Catalyst Bancorp (CLST) CFO reports tax-related sale; holds 9,000 options
Rhea-AI Filing Summary
Jacques L.J. Bourque, Chief Financial Officer and director of Catalyst Bancorp, Inc. (CLST), reported insider transactions on Form 4. The filing shows a single sale of 131 shares of common stock on 09/01/2025 at $12.83 per share to satisfy a tax obligation related to a stock benefit plan. After the sale, Mr. Bourque directly owns 3,597 shares. He also holds 687.9343 shares indirectly in the Catalyst Bank 401(k) plan, 2,040.8886 shares indirectly via the ESOP, and two custodial positions of 100 shares each for Quinn and Levi Bourque.
Derivative holdings include two stock option grants exercisable for 5,000 shares at $13.30 (vesting 20% per year from 09/01/2023) and 4,000 shares at $12.08 (vesting 20% per year commencing 06/10/2026).
Positive
- Transparent disclosure of the tax-related sale and all beneficial ownership categories (direct, 401(k), ESOP, custodial).
- Retention of significant equity and option positions (3,597 direct shares plus 9,000 options outstanding) indicates ongoing alignment with shareholders.
- Options vesting schedules disclosed, clarifying future potential dilution and executive incentives.
Negative
- Disposition of shares (131 shares sold) reduces direct share ownership, though sale is stated as tax-related.
- Some shares remain unvested (800 unvested from a 2022 grant), which could delay full alignment until vesting completes.
Insights
TL;DR: Routine, tax-related insider sale with continued significant equity and option holdings; not a clearly material change to ownership.

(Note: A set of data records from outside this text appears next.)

PR #15113, opened 2026-01-07
test: fixes lexical block test flakes

JarrodMFlesch:
Fixes the block/blockReferences tests that keep failing in CI.

### DIFF
--- a/test/lexical/collections/Lexical/e2e/blocks/e2e.spec.ts
+++ b/test/lexical/collections/Lexical/e2e/blocks/e2e.spec.ts
@@ -22,6 +22,7 @@ import {
   ensureCompilationIsDone,
   initPageConsoleErrorCatch,
   saveDocAndAssert,
+  throttleTest,
 } from '../../../../../helpers.js'
 import { AdminUrlUtil } from '../../../../../helpers/adminUrlUtil.js'
 import { assertToastErrors } from '../../../../../helpers/assertToastErrors.js'
@@ -58,12 +59,13 @@ describe('lexicalBlocks', () => {
 
     await ensureCompilationIsDone({ page, serverURL })
   })
-  beforeEach(async () => {
-    // await throttleTest({
-    //   page,
-    //   context,
-    //   delay: 'Slow 4G',
-    // })
+  beforeEach(async (_, testInfo) => {
+    testInfo.setTimeout(TEST_TIMEOUT_LONG)
+    await throttleTest({
+      page,
+      context,
+      delay: 'Slow 4G',
+    })
     await reInitializeDB({
       serverURL,
       snapshotKey: 'lexicalTest',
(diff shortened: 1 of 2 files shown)


test/lexical/collections/Lexical/e2e/blocks/e2e.spec.ts
```diff
@@ -101,20 +101,40 @@ describe('lexicalBlocks', () => {
     const editButton = newRSCBlock.locator('.LexicalEditorTheme__block__editButton').first()
     await editButton.click()
 
-    await wait(500)
     const editDrawer = page.locator('dialog[id^=drawer_1_lexical-blocks-create-]').first() // IDs starting with list-drawer_1_ (there's some other symbol after the underscore)
     await expect(editDrawer).toBeVisible()
-    await wait(500)
-    await expect(page.locator('.shimmer-effect')).toHaveCount(0)
+    await expect(async () => {
+      await expect(page.locator('.shimmer-effect')).toHaveCount(0)
```
AlessioGr: The toPass polling shouldn't be necessary here, as `toHaveCount` is a retriable assertion (see https://playwright.dev/docs/test-assertions#auto-retrying-assertions).

There's an eslint rule that warns you when we should add polling. If there's no eslint warning, we shouldn't need to add this.

AlessioGr (changes requested):

test/lexical/collections/Lexical/e2e/blocks/e2e.spec.ts
JarrodMFlesch: Sounds good I reverted that line. I would love if we could get rid of more of the waits in here.

AlessioGr: I think I added that one wait because this happened:

1. Page loaded
2. Few ms of nothing
3. shimmers appeared
4. shimmers disappeared

However, that `expect(page.locator('.shimmer-effect')).toHaveCount(0)` assertion was sometimes fulfilled during step 2, before the shimmers even appeared, even though it should be waiting until step 4.

test/lexical/collections/Lexical/e2e/blocks/e2e.spec.ts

The Form 4 documents a small disposition of 131 shares by the CFO to meet tax obligations from a stock benefit plan. Post-transaction direct ownership of 3,597 shares and meaningful indirect positions through the 401(k) and ESOP remain. The reporting person also holds two option grants totaling 9,000 underlying shares with staged vesting schedules. This pattern—sale to cover taxes and retention of substantial equity and options—generally signals routine administrative action rather than a vote of no confidence, and the transaction size is limited relative to total holdings disclosed here.

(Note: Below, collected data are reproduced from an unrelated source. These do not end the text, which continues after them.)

PR #15114, opened 2026-01-07
test: update outdated hardcoded postgres connection strings

AlessioGr:
There are a few hardcoded postgres connection strings that still reference the old postgres URLs. This PR updates them to matches the connection URL used in our default generated db adapter.

### DIFF
--- a/test/queues/postgres-logs.int.spec.ts
+++ b/test/queues/postgres-logs.int.spec.ts
@@ -31,7 +31,7 @@ describePostgres('queues - postgres logs', () => {
   })
 
   afterAll(async () => {
-    await payload.destroy()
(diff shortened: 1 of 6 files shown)


paulpopus (approved):

test/queues/postgres-logs.int.spec.ts
```diff
@@ -31,7 +31,7 @@ describePostgres('queues - postgres logs', () => {
   })
 
   afterAll(async () => {
-    await payload.destroy()
+    await payload?.destroy()
```
AlessioGr, line 34: payload can be undefined if there is an error during the beforeAll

TL;DR: Disclosure is timely and follows Form 4 rules; sale is documented as tax-related and details on vesting and plan holdings are provided.
The filing clearly states the reason for the disposition (to meet tax obligations) and itemizes all beneficial ownership types: direct, indirect via 401(k) and ESOP, and custodial accounts. It also discloses option strike prices, exercisable amounts, and vesting commencement dates. From a governance perspective, the form provides transparent reporting of potential conflicts and insider liquidity events consistent with Section 16 requirements.
Insider Trade Summary
| Type | Security | Shares | Price | Value |
|---|---|---|---|---|
| Tax Withholding | Common Stock | 131 | $12.83 | $2K |
| holding | Stock Option (Right to Buy) | -- | -- | -- |
| holding | Stock Option (Right to Buy) | -- | -- | -- |
| holding | Common Stock | -- | -- | -- |
| holding | Common Stock | -- | -- | -- |
| holding | Common Stock | -- | -- | -- |
| holding | Common Stock | -- | -- | -- |
Footnotes (1)
- Disposition solely to meet tax obligation for distribution from stock benefit plan. Includes 800 shares granted pursuant to the Issuer's 2022 Recognition and Retention Plan and Trust Agreement that reflect the unvested portion of a grant amount originally covering 2,000 shares that commenced vesting 20% per year on September 1, 2023. Includes shares acquired in the Catalyst Bank 401(k) Plan since the last filed Form 4, based on a report dated August 27, 2025. Includes shares allocated to the reporting person's account in the ESOP since the last filed Form 4, as of December 31, 2024. The options are vesting at a rate of 20% per year that commenced on September 1, 2023. The options vest at a rate of 20% per year commencing on June 10, 2026.